→ **Exercise objective**: For each line below, write it out exactly as it appears.

------------------------------------

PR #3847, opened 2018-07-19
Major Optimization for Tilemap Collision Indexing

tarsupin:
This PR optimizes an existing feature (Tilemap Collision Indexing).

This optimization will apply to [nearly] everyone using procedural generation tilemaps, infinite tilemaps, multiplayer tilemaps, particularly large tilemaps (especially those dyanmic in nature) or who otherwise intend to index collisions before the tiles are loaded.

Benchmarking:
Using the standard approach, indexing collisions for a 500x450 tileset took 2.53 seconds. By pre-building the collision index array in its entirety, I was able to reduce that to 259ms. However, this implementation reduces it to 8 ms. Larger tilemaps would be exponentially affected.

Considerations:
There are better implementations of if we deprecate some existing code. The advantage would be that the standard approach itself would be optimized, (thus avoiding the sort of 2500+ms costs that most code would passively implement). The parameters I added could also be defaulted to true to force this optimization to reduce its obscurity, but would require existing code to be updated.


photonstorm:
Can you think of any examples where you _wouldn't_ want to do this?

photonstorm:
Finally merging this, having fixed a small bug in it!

------------------------------------

→ **Exercise solution**:
PR #3847, opened 2018-07-19
Major Optimization for Tilemap Collision Indexing

tarsupin:
This PR optimizes an existing feature (Tilemap Collision Indexing).

This optimization will apply to [nearly] everyone using procedural generation tilemaps, infinite tilemaps, multiplayer tilemaps, particularly large tilemaps (especially those dyanmic in nature) or who otherwise intend to index collisions before the tiles are loaded.

Benchmarking:
Using the standard approach, indexing collisions for a 500x450 tileset took 2.53 seconds. By pre-building the collision index array in its entirety, I was able to reduce that to 259ms. However, this implementation reduces it to 8 ms. Larger tilemaps would be exponentially affected.

Considerations:
There are better implementations of if we deprecate some existing code. The advantage would be that the standard approach itself would be optimized, (thus avoiding the sort of 2500+ms costs that most code would passively implement). The parameters I added could also be defaulted to true to force this optimization to reduce its obscurity, but would require existing code to be updated.


photonstorm:
Can you think of any examples where you _wouldn't_ want to do this?

photonstorm:
Finally merging this, having fixed a small bug in it!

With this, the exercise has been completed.